Pull each line containing "mattr" from the data.

DATA FOR PROCESSING Start Marker

PR #4800, opened 2026-07-01
RFC: TCP Reactor: own all TCP network I/O in `PROC_TCP_MAIN`

space88man:
## Pre-Submission Checklist
  from source code folder

## Type Of Change

## Checklist:

- [X] Tested changes locally

## Description
Update: the code change and description was conducted together with Claude code.

This PR adds a new operating mode for kamailio's TCP layer, selected by the
existing global `tcp_main_threads`:

- `0` — fd-passing (unchanged)
- `1` — fd-passing + OpenSSL trampoline threads (was `>0`)
- `2` — **full TCP reactor (new):** `PROC_TCP_MAIN` owns every TCP fd and performs
  all network I/O; the TCP worker processes become pure SIP engines.

In mode 2 there is **no fd-passing**. Connections are accepted, read,
reassembled, written, opened, closed, and timed out entirely inside
`PROC_TCP_MAIN`. Reassembled SIP messages are dispatched to worker processes as
small shared-memory task objects over a kernel-load-balanced datagram socket.
The mode is opt-in and additive; modes 0 and 1 are unchanged.

The motivation is architectural: **handling all network I/O in one process is
simpler than shuttling connection file descriptors
between processes with `sendmsg(SCM_RIGHTS)`.**

---

### Background: the fd-passing model

In the current TCP architecture, `PROC_TCP_MAIN` owns the listen sockets and
accepts connections, then **hands each connection's file descriptor to a TCP
worker** via `sendmsg()`/`SCM_RIGHTS` over a UNIX socket. The worker then owns
that fd and does the reads, reassembly, `receive_msg()`, and writes for that
connection.

This has served kamailio well, but the fd-passing at its core carries recurring
structural costs:

1. **Every handoff is a control-message syscall.** Passing an fd is a
   `sendmsg`/`recvmsg` pair carrying ancillary `SCM_RIGHTS` data; the kernel
   installs (dups) the fd into the receiver's descriptor table. This happens on
   every inbound accept→worker handoff, and the async write path adds further
   fd movement to let a process write on a connection it does not currently hold.

2. **A passed fd is duplicated across processes.** After a pass, the same
   connection fd exists in *both* processes until closed in both. Descriptor
   accounting doubles for in-flight connections, and close/teardown must be
   coordinated across processes to avoid leaking or closing too early.

3. **Connection ownership is smeared across processes.** Because an fd can move,
   more than one process can end up wanting to write to the same connection, and
   **outbound connection creation to the same peer can race across workers**
   (multiple workers independently opening a socket to the same destination).

4. **The write path is the most complex part of the subsystem.** Writing on a
   connection you do not own requires either passing the fd back or driving a
   fd-shuffling async write queue. This is a large, subtle body of code precisely
   because ownership is distributed.

5. **Connection state is scattered.** Read buffers, partial-message reassembly
   state, write queues, and per-connection timers live in whichever worker
   currently holds the fd. Reasoning about, monitoring, and reaping connections
   means reasoning about distributed state across N workers.

---

### What this PR introduces (mode 2)

`PROC_TCP_MAIN` runs one `io_wait` thread plus a small pool of I/O worker
threads (hardcoded to 8 at the moment). It owns all TCP fds for their entire lifetime.

- **Reads:** `PROC_TCP_MAIN` reads and reassembles complete SIP messages. Each
  assembled message is copied into a shared-memory task object and its pointer is
  written to an `AF_UNIX`/`SOCK_DGRAM` socketpair. All TCP workers `recvfrom()`
  that one socket; **the kernel load-balances** delivery across them — no explicit
  worker assignment or affinity is needed.
- **Writes:** any process that wants to send posts a *write request* to
  `PROC_TCP_MAIN` (`CONN_WRITE_REQ`) with the payload in shared memory.
  `PROC_TCP_MAIN` queues and transmits it. **No fd is passed for writes.**
- **Outbound:** a worker with no usable connection posts a *connect request*
  (`CONN_CONNECT_REQ`); `PROC_TCP_MAIN` performs the `socket()`+`connect()`,
  hashes the connection, and sends the first payload. Creation is serialized in
  one process.
- **Workers:** own no fds, run no io_wait loop, do no raw socket I/O, and (see
  below) run no OpenSSL. They are stateless SIP processors fed by the dispatch
  socket.

Inside `PROC_TCP_MAIN`, per-connection work (read/reassemble, encrypt/decrypt,
write) is handed to the thread pool under a single-owner-per-connection rule, so
the io_wait thread never blocks on a slow read, a large write, or a TLS handshake.

---

#### 1. No `SCM_RIGHTS` shuttling
The per-connection `sendmsg`/`recvmsg` fd handoff disappears from the hot path.
Inbound connections are never passed; writes are never passed; the async write
path no longer moves descriptors. What crosses a process boundary instead is a
single pointer (to a shm task) over a datagram socket — a fixed, tiny,
ancillary-data-free transfer that the kernel fans out for free.

#### 2. No cross-process fd duplication or split lifecycle
Each connection fd exists in exactly one process. There is no window where the
same descriptor lives in two descriptor tables, and no cross-process protocol for
"who closes it." Descriptor accounting and connection teardown become local and
unambiguous.

#### 3. Multi-writer races are eliminated by construction
Only `PROC_TCP_MAIN` ever opens, writes, or closes a connection. The
outbound-connect-to-same-peer race is gone because creation is serialized in one
process. "Two workers writing the same socket" cannot occur because workers hold
no sockets.

#### 4. The write path collapses
"Write on a connection you don't own" becomes "post a write request to the one
owner." The distributed async-write / fd-shuffle machinery is replaced by a
single queue owned by a single process. Less code, fewer states, fewer corners.

#### 5. Connection lifecycle is centralized
One hash table, one timer wheel, one reaper, in one process. Idle timeouts,
partial-read timeouts, and error teardown are local decisions on local state
rather than a cross-process dance.

#### 6. Clean separation of concerns → independent scaling
The reactor does network I/O; the workers do SIP logic. Workers become CPU-bound,
stateless message processors with no I/O responsibilities, fed by a
kernel-balanced queue. The number of I/O threads and the number of SIP processors
are now independent knobs rather than both being tied to "one fd owner per
worker."

#### 7. TLS: the single-process constraint, resolved rather than worked around
OpenSSL's per-connection `SSL` objects and the shared `SSL_CTX` carry
process-local heap pointers and assume in-process locking. They **cannot be
shared across processes** without installing custom shared-memory crypto
allocators *and* `PROCESS_SHARED` pthread-mutex hooks — a fragile arrangement.
The practical consequence under fd-passing is that a TLS
connection's cryptographic state cannot follow its fd to an arbitrary worker.

`tcp_main_threads=1` already acknowledges this: its trampoline relays each
OpenSSL operation from the worker to a dedicated thread *inside* `PROC_TCP_MAIN`
over a per-worker socketpair — keeping the socket in the worker but the crypto in
`PROC_TCP_MAIN`. It works, but it is inherently a **two-mechanism** design: the
fd lives in one process and its crypto in another, coordinated on every call, with
one relay thread and socketpair pair per worker.

Mode 2 dissolves the split. The fd **and** its `SSL` object live and are used in
the same process, so the single-process constraint is satisfied *by construction*
— no relay, no cross-process crypto, no allocator/mutex hooks. Since the crypto
had to be centralized in `PROC_TCP_MAIN` anyway, centralizing the I/O alongside it
is the natural simplification, and it removes the trampoline relay entirely. One
pool thread owns a connection (and thus its `SSL`) at a time, so OpenSSL is driven
correctly with nothing more than modern OpenSSL's own in-process thread safety.

---

### Design notes

- **Dispatch:** assembled messages are shm task objects (receive-info + message
  buffer); the pointer is a single `uintptr_t` written to the dispatch socketpair
  — well within `PIPE_BUF`, so delivery is atomic and lossless. Workers cast back
  and call `receive_msg()`, then free the task.
- **In-process pool:** a `io_wait` thread owns file descriptors/timers/hash/lifecycle
  exclusively; pool threads run read/write/crypto on a connection that has been
  *shielded* (removed from io_wait and the timer) for the duration of a job, then
  signal completion back to the io_wait thread. This keeps a strict, small
  concurrency contract: connection metadata mutation stays on one thread.
- **Cross-process wakeups** use a `PROCESS_SHARED`, robust condition variable with
  owner-died recovery.

---

### Compatibility and safety

- **Opt-in.** Behaviour is unchanged unless `tcp_main_threads=2` is set.
- **Modes 0 and 1 are unchanged** — verified: the reworked paths are gated on
  `tcp_main_threads == 2`; the legacy fd-passing and trampoline code paths are not
  modified.
- **Incremental.** The series builds the mode step by step (dispatch socket, task
  struct, read path, write path, outbound path, then the in-process thread pool,
  then TLS offload), each step preserving the mode-0 path.

---

### Testing / validation

- **No regression** on the plain-TCP path in mode 2, including the outbound
  dispatcher probe socket.
- **Inbound TLS** (TLS 1.2 and 1.3): handshake + REGISTER + in-dialog request/
  response handled entirely through the reactor and its pool.
- **Writes from a non-TCP process:** a config that relays inbound TLS to UDP and
  back exercises a UDP receiver issuing a TLS write — validating that *any* process
  can write without owning the fd.
- **Outbound TLS:** connection opened in `PROC_TCP_MAIN`, handshake driven by the
  pool, OPTIONS ping answered (dispatcher marks the target active).
- **Concurrency soak:** 256 simultaneous TLS UACs, repeated. No crash; connections
  drain back to baseline; shared memory and fragmentation flat across repeated
  runs (no leak); no TLS record corruption under contention (confirms per-thread
  crypto isolation).
- TODO: add a container to the kamailio test repo for this use case

---

### Known limitations / follow-ups (tracked)

- **WS/WSS** are not yet offloaded to the pool in mode 2 (handled inline on the
  io_wait thread). Functional, but the websocket framing layer still needs a
  thread-safety audit before offload.
- **`event_route[tls:connection-out]`** does not fire under `tcp_main_threads > 0`
  (the handshake completes where the outbound-send context is not populated). It
  is documented as unsupported in this mode pending a rework that runs the event
  on a worker. This is a pre-existing property of TLS-in-`PROC_TCP_MAIN` (modes 1
  and 2), not introduced here.
- Mode 2 relies on OpenSSL ≥ 1.1.0 (in-process thread safety); this should be made
  an explicit requirement.

---

### Risk & rollback

The feature is gated behind a single global that defaults off. Setting
`tcp_main_threads` back to `0` (or `1`) fully restores the prior behaviour with no
residual effect, because those code paths are untouched. The blast radius of a
problem is therefore bounded to deployments that explicitly opt into mode 2.

### DIFF
--- a/src/core/tcp_cond.c
+++ b/src/core/tcp_cond.c
@@ -1,0 +1,142 @@
+/*
+ * Copyright (C) 2025 S-P Chan
+ *
+ * This file is part of Kamailio, a free SIP server.
+ *
+ * SPDX-License-Identifier: GPL-2.0-or-later
+ *
+ * Kamailio is free software; you can redistribute it and/or modify
+ * it under the terms of the GNU General Public License as published by
+ * the Free Software Foundation; either version 2 of the License, or
+ * (at your option) any later version.
+ *
+ * Kamailio is distributed in the hope that it will be useful,
+ * but WITHOUT ANY WARRANTY; without even the implied warranty of
+ * MERCHANTABILITY or FITNESS FOR A PARTICULAR PURPOSE. See the
+ * GNU General Public License for more details.
+ *
+ * You should have received a copy of the GNU General Public License
+ * along with this program; if not, write to the Free Software
+ * Foundation, Inc., 51 Franklin Street, Fifth Floor, Boston, MA 02110-1301 USA
+ */
+
+/* pthread_mutexattr_setrobust()/pthread_mutex_consistent() need _GNU_SOURCE
+ * (or _POSIX_C_SOURCE >= 200809) on glibc; must be set before any include. */
+#ifndef _GNU_SOURCE
+#define _GNU_SOURCE
+#endif
+
+#include <errno.h>
+#include <pthread.h>
+#include <string.h>
+
+#include "dprint.h"
+#include "tcp_cond.h"
+
+int tcp_cond_init(tcp_cond_t *cond)
+{
+	pthread_mutexattr_t mattr;
+	pthread_condattr_t cattr;
+
+	/* process-shared + robust mutex */
+	if(pthread_mutexattr_init(&mattr) != 0) {
+		LM_ERR("failed to init mutex attributes\n");
+		return -1;
+	}
+	if(pthread_mutexattr_setpshared(&mattr, PTHREAD_PROCESS_SHARED) != 0
+			|| pthread_mutexattr_setrobust(&mattr, PTHREAD_MUTEX_ROBUST) != 0
+			|| pthread_mutex_init(&cond->m, &mattr) != 0) {
+		LM_ERR("failed to set up process-shared robust mutex\n");
+		pthread_mutexattr_destroy(&mattr);
+		return -1;
+	}
+	pthread_mutexattr_destroy(&mattr);
+
+	/* process-shared condition variable */
+	if(pthread_condattr_init(&cattr) != 0) {
+		LM_ERR("failed to init cond attributes\n");
+		pthread_mutex_destroy(&cond->m);
+		return -1;
+	}
+	if(pthread_condattr_setpshared(&cattr, PTHREAD_PROCESS_SHARED) != 0
+			|| pthread_cond_init(&cond->c, &cattr) != 0) {
+		LM_ERR("failed to set up process-shared cond\n");
+		pthread_condattr_destroy(&cattr);
+		pthread_mutex_destroy(&cond->m);
+		return -1;
+	}
+	pthread_condattr_destroy(&cattr);
+
+	return 0;
+}
+
+void tcp_cond_destroy(tcp_cond_t *cond)
+{
+	pthread_cond_destroy(&cond->c);
+	pthread_mutex_destroy(&cond->m);
+}
+
+/* Recover a robust mutex whose previous owner died while holding it: we now own
+ * the lock, but the data it protects may be inconsistent. Marking it consistent
+ * keeps the mutex usable; without this it would become ENOTRECOVERABLE and every
+ * future lock attempt would fail. */
+static void tcp_cond_recover_owner_dead(tcp_cond_t *cond)
+{
+	LM_WARN("robust mutex %p owner died; recovering (state may be partial)\n",
+			(void *)cond);
+	if(pthread_mutex_consistent(&cond->m) != 0)
+		LM_ERR("failed to make robust mutex %p consistent\n", (void *)cond);
+}
+
+void tcp_cond_lock(tcp_cond_t *cond)
+{
+	int ret;
+
+	ret = pthread_mutex_lock(&cond->m);
+	if(ret == EOWNERDEAD) {
+		tcp_cond_recover_owner_dead(cond);
+	} else if(ret != 0) {
+		LM_ERR("pthread_mutex_lock failed: %s (%d)\n", strerror(ret), ret);
+	}
+}
+
+void tcp_cond_unlock(tcp_cond_t *cond)
+{
+	int ret;
+
+	ret = pthread_mutex_unlock(&cond->m);
+	if(ret != 0)
+		LM_ERR("pthread_mutex_unlock failed: %s (%d)\n", strerror(ret), ret);
+}
+
+void tcp_cond_wait(tcp_cond_t *cond)
+{
+	int ret;
+
+	/* re-acquires the mutex on wakeup; that re-acquire can also report a dead
+	 * previous owner on a robust mutex */
+	ret = pthread_cond_wait(&cond->c, &cond->m);
+	if(ret == EOWNERDEAD) {
+		tcp_cond_recover_owner_dead(cond);
+	} else if(ret != 0) {
+		LM_ERR("pthread_cond_wait failed: %s (%d)\n", strerror(ret), ret);
+	}
+}
+
+void tcp_cond_signal(tcp_cond_t *cond)
+{
+	int ret;
+
+	ret = pthread_cond_signal(&cond->c);
+	if(ret != 0)
+		LM_ERR("pthread_cond_signal failed: %s (%d)\n", strerror(ret), ret);
+}
+
+void tcp_cond_broadcast(tcp_cond_t *cond)
+{
+	int ret;
+
+	ret = pthread_cond_broadcast(&cond->c);
+	if(ret != 0)
+		LM_ERR("pthread_cond_broadcast failed: %s (%d)\n", strerror(ret), ret);
+}
--- a/src/core/tcp_cond.h
+++ b/src/core/tcp_cond.h
@@ -1,0 +1,69 @@
+/*
+ * Copyright (C) 2025 S-P Chan
+ *
+ * This file is part of Kamailio, a free SIP server.
+ *
+ * SPDX-License-Identifier: GPL-2.0-or-later
+ *
+ * Kamailio is free software; you can redistribute it and/or modify
+ * it under the terms of the GNU General Public License as published by
+ * the Free Software Foundation; either version 2 of the License, or
+ * (at your option) any later version.
+ *
+ * Kamailio is distributed in the hope that it will be useful,
+ * but WITHOUT ANY WARRANTY; without even the implied warranty of
+ * MERCHANTABILITY or FITNESS FOR A PARTICULAR PURPOSE. See the
+ * GNU General Public License for more details.
+ *
+ * You should have received a copy of the GNU General Public License
+ * along with this program; if not, write to the Free Software
+ * Foundation, Inc., 51 Franklin Street, Fifth Floor, Boston, MA 02110-1301 USA
+ */
+
+#ifndef _TCP_COND_H_
+#define _TCP_COND_H_
+
+#include <pthread.h>
+
+/*
+ * Cross-process condition variable for the TCP reactor thread pool
+ * (tcp_main_threads == 2).
+ *
+ * The struct is meant to live in shared memory: TCP worker processes signal it
+ * to submit write jobs, while the pool threads inside PROC_TCP_MAIN wait on it.
+ * Because waiters and signalers are different PIDs sharing one shm page, both
+ * the mutex and the condvar are PTHREAD_PROCESS_SHARED.
+ *
+ * The mutex is additionally PTHREAD_MUTEX_ROBUST: if a process dies while
+ * holding the lock, the next tcp_cond_lock()/tcp_cond_wait() recovers it
+ * (EOWNERDEAD -> pthread_mutex_consistent) instead of leaving every future
+ * locker stuck at ENOTRECOVERABLE.
+ */
+typedef struct tcp_cond
+{
+	pthread_mutex_t m;
+	pthread_cond_t c;
+} tcp_cond_t;
+
+/* Initialize a tcp_cond_t (typically allocated in shared memory).
+ * Returns 0 on success, -1 on error. */
+int tcp_cond_init(tcp_cond_t *cond);
+
+/* Destroy a tcp_cond_t. Does not free the memory holding it. */
+void tcp_cond_destroy(tcp_cond_t *cond);
+
+/* Lock / unlock the embedded mutex. tcp_cond_lock() transparently recovers a
+ * robust mutex abandoned by a crashed owner. */
+void tcp_cond_lock(tcp_cond_t *cond);
+void tcp_cond_unlock(tcp_cond_t *cond);
+
+/* Wait on the condition. Must be called with the mutex held (via
+ * tcp_cond_lock()). Recovers the robust mutex if it was abandoned while being
+ * re-acquired on wakeup. */
+void tcp_cond_wait(tcp_cond_t *cond);
+
+/* Wake one / all waiters. */
+void tcp_cond_signal(tcp_cond_t *cond);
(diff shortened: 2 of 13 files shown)


henningw:
Thank you for the PR. Please specify if you used a LLM to generate the description and or code changes? There are also some build failures from the pipeline that should be checked before doing a more thorough review.

space88man:
> Thank you for the PR. Please specify if you used a LLM to generate the description and or code changes? 
- description has been updated.

> There are also some build failures from the pipeline that should be checked before doing a more thorough review 

- I see the build failure on macos -  this is due to pthreads difference on macos - I'll look into the equivalent. Is macos mandatory ?

abalashov:
IMHO, this slop PR should be closed out of hand for being slop. The cognitive burden of reviewing should not be born by the project.

Practically, there is way too much going on here. This is a very significant and invasive change, even if it is, strictly speaking, additive. If one wanted to approach this in a way that does not vandalise the project with slop, one would likely make a feature branch, proceed in small feedback loops, and request intermediate review throughout those steps, along with validation that new constructs adhere to the norms, vocabulary, conventions and culture of the existing code base. 

It's hard work, and it takes time. If the author doesn't want to do it, I don't think we need to accept this slop.

fredposner:
> IMHO, this slop PR should be closed out of hand for being slop. The cognitive burden of reviewing should not be born by the project.
> 
> Practically, there is way too much going on here. This is a very significant and invasive change, even if it is, strictly speaking, additive. If one wanted to approach this in a way that does not vandalise the project with slop, one would likely make a feature branch, proceed in small feedback loops, and request intermediate review throughout those steps, along with validation that new constructs adhere to the norms, vocabulary, conventions and culture of the existing code base.
> 
> It's hard work, and it takes time. If the author doesn't want to do it, I don't think we need to accept this slop.

I think this is a little harsh, especially considering @space88man is part of the dev team and also introduced this in an email as well as his past contributions to TLS and the project. I understand the current bias, but believe this comment is unwarranted.

henningw:
I also think this is not the way we should change this core part. To add - the whole description looks that it was generated directly out of an LLM. So every claim there needs to be verified if its actually valid, and of course also the code. Setting it to draft for now.

abalashov:
> I think this is a little harsh, especially considering @space88man is part of the dev team and also introduced this in an email as well as his past contributions to TLS and the project. I understand the current bias, but believe this comment is unwarranted.

I don't think it is. The most one can say based on this pedigree is that he might be in a better position to do it than the average drive-by slop-slinger, but it's still not organised in a way that takes into account the modalities of ingestion by the open-source organism.

There is a legitimate argument for adding a “distributor thread” to the TCP side of Kamailio (UDP already has this in 6.0+), versus just having forked processes nibble at the kernel trough. But this is not the way to do it. Large slop PRs of this nature are anti-collaborative; I don't care if Hawking or Einstein or Dijkstra wrote them.

fredposner:
> > I think this is a little harsh, especially considering @space88man is part of the dev team and also introduced this in an email as well as his past contributions to TLS and the project. I understand the current bias, but believe this comment is unwarranted.
> 
> I don't think it is. The most one can say based on this pedigree is that he might be in a better position to do it than the average drive-by slop-slinger, but it's still not organised in a way that takes into account the modalities of ingestion by the open-source organism.
> 
> There is a legitimate argument for adding a “distributor thread” to the TCP side of Kamailio (UDP already has this in 6.0+), versus just having forked processes nibble at the kernel trough. But this is not the way to do it. Large slop PRs of this nature are anti-collaborative; I don't care if Hawking or Einstein or Dijkstra wrote them.

There is a method of expressing in a more respectful manner, which is what is [expected](https://github.com/kamailio/kamailio/blob/master/CODE_OF_CONDUCT.md) here to both encourage participation and maintain a healthy community. I'm asking that you _please_ find a more respectful way of expressing your concerns.

space88man:
@abalashov - I absolutely hear your concerns - may I gently push back. What is the purpose of this in the first place?

The goal is to consider the viability of a reactor style IO (by this I mean all network is confined to one process including OpenSSL) while being well aware that SIP processing has to be farmed out to all the workers.

For robust use of OpenSSL we have to trampoline all OpenSSL calls to a central process - but this begs the question - why then not just do all network IO in that process? 

In fact you would observe that on the SSL read path today (tcp_main_threads > 0) **all** reads go through PROC_TCP_MAIN (via mtops and the `_tconfd(...)` macro) - so the socket clone in the TCP workers is used only for io_wait notification and then we ask PROC_TCP_MAIN to do the real read - this is really awkward. (Side note: in fact the `_tconfd(...)` macro is really a bit of wizardry and I did not realise what it was doing until I converted  tls_wolfssl to use mtops.)

There is also a strange asymmetry - on TCP we read in the worker and on TLS we read in PROC_TCP_MAIN. 

This PR takes attempts to its logical extreme by centralising all IO in PROC_TCP_MAIN. 

Each commit is designed to compile and  to cause no regression in kamailio fd-passing mode. I explicitly chose to leave it raw and crude (unsquashed)  with all the dirty laundry for viewing.

Over this current development cycle I have considered how best to work with TLS+mtops and disable the use of OpenSSL crypto shared memory hooks and us having to patch pthreads at runtime. This current work was motivated particularly by the complex and delicate network socket handling that Kamailio has to perform. 

kamailio devs - I hear the echoes of all your concerns. If you can indulge me and leave this up here in draft mode  let me refactor my approach by providing a design document and what each step was intended to achieve. Further it would be easier to evaluate when I provide a docker container in the kamailio test repo.

abalashov:
@space88man This is a sensible rationale, and I appreciate the in-depth analysis. I don't doubt that your intentions are good, but I don't think this is the way to do work of this scope. 

@fredposner, I take to heart your concerns.

All the same:

1. This PR is monstrous in scope, and introduces lots of new constructs. 
2. The description is lazy, and replete with LLM clichés. 
3. In general, it tries to do too many things at once while externalising the costs of review. 

The third point was less of a problem when humans had to manually type the code, since submitting a monstrous PR also functioned as proof of a mental stake in the work and an implicit commitment to ongoing maintenance. Now, of course, the capacity to generate is infinite. Mere LoC -- or other proxy for "ambition" -- of contribution cannot any longer be the bar.

I've seen a lot of other open-source projects become overrun with slop PRs, at least some of which are sure to come from very well-intentioned people. It's not ultimately up to me. I'm just expressing my view.

space88man:
Let me at least address this:
> This PR is monstrous in scope, and introduces lots of new constructs.

First let me highlight existing behaviour of Kamailio:

- async write queue - this is using PROC_TCP_MAIN as  the writer
- SSL read path in mtops mode - this is using PROC_TCP_MAIN as sole reader

So it is not the case at all that this
> introduces lots of new constructs

- it heavily reuses everything that kamailio does well - the io_wait loop and the SIP parser
- it fact in the TCP worker it simplifies it: the workers no longer have to deal with - am I receiving a file descriptor or am I receiving network data. The worker only receives a completely prepared SIP message task (the actual SIP message lies in shared memory).
- instead of chunking SIP data in the worker  we do that in PROC_TCP_MAIN using exactly the same code from `tcp_read.c`
-  note that the write path always had 1. worker writes or 2. PROC_TCP_MAIN writes - this was  awkward. Now there is only one write path - PROC_TCP_MAIN is doing the writes.
-  there is a lot of complexity around sendmsg and fd-passing and bookkeeping. All this is gone in reactor mode - only PROC_TCP_MAIN ever touches the network socket.

On the contrary a reactor significantly simplifies the cognitive load of what io_wait is supposed to be doing.

abalashov:
@space88man I wasn't referring to the complexity of the message processing workflow, but to the complexity of reviewing your PR. 

What I see in this PR is lots of LLM-rationalised changes -- as expressed in the LLM-generated comments -- for lots of different kinds of things, which someone has to tease out, separate and weigh in a logically independent way, as @henningw gestured toward.

abalashov:
> kamailio devs - I hear the echoes of all your concerns. If you can indulge me and leave this up here in draft mode let me refactor my approach by providing a design document and what each step was intended to achieve. Further it would be easier to evaluate when I provide a docker container in the kamailio test repo.

@space88man To be fair, I do not claim to represent the position or anything like a consensus view of "kamailio devs", so please do not construe my comments that way. 

However, so far as my opinion counts for anything, I don't know that adding more design documents will help here. This is like adding serving more discovery paperwork upon a respondent to a lawsuit whose main complaint is that they're drowning in paperwork.

space88man:
Good (if some startling) feedback here - food for thought indeed.  I think it makes more sense for me to close this PR as is . Let me tilt at my windmill again in another PR where the intent and design is more transparent. This branch will not go away soon so you can try the "reactor" mode if you are curious: just remember `tcp_main_threads = 2`. A new PR will be based off a more palatable sequence of commits.

abalashov:
> A new PR will be based off a more palatable sequence of commits.

Music to _my_ ears. Not sure about anyone else's. ;-)

henningw:
> Good (if some startling) feedback here - food for thought indeed. I think it makes more sense for me to close this PR as is . Let me tilt at my windmill again in another PR where the intent and design is more transparent. This branch will not go away soon so you can try the "reactor" mode if you are curious: just remember `tcp_main_threads = 2`. A new PR will be based off a more palatable sequence of commits.

Thank you @space88man. Your work on improving Kamailio is appreciated. One requirement for acceptance for a PR (for me) is that the author is able to explain why the change is necessary like this and how it works. This needs to be done in his or her own words. Just pasting 4 pages of LLM generated text description into a PR does not show this understanding to me. 
Looking forward to your next contribution.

DATA FOR PROCESSING End Marker

_THE COMPLETED TASK_
+	pthread_mutexattr_t mattr;
+	if(pthread_mutexattr_init(&mattr) != 0) {
+	if(pthread_mutexattr_setpshared(&mattr, PTHREAD_PROCESS_SHARED) != 0
+			|| pthread_mutexattr_setrobust(&mattr, PTHREAD_MUTEX_ROBUST) != 0
+			|| pthread_mutex_init(&cond->m, &mattr) != 0) {
+		pthread_mutexattr_destroy(&mattr);
+	pthread_mutexattr_destroy(&mattr);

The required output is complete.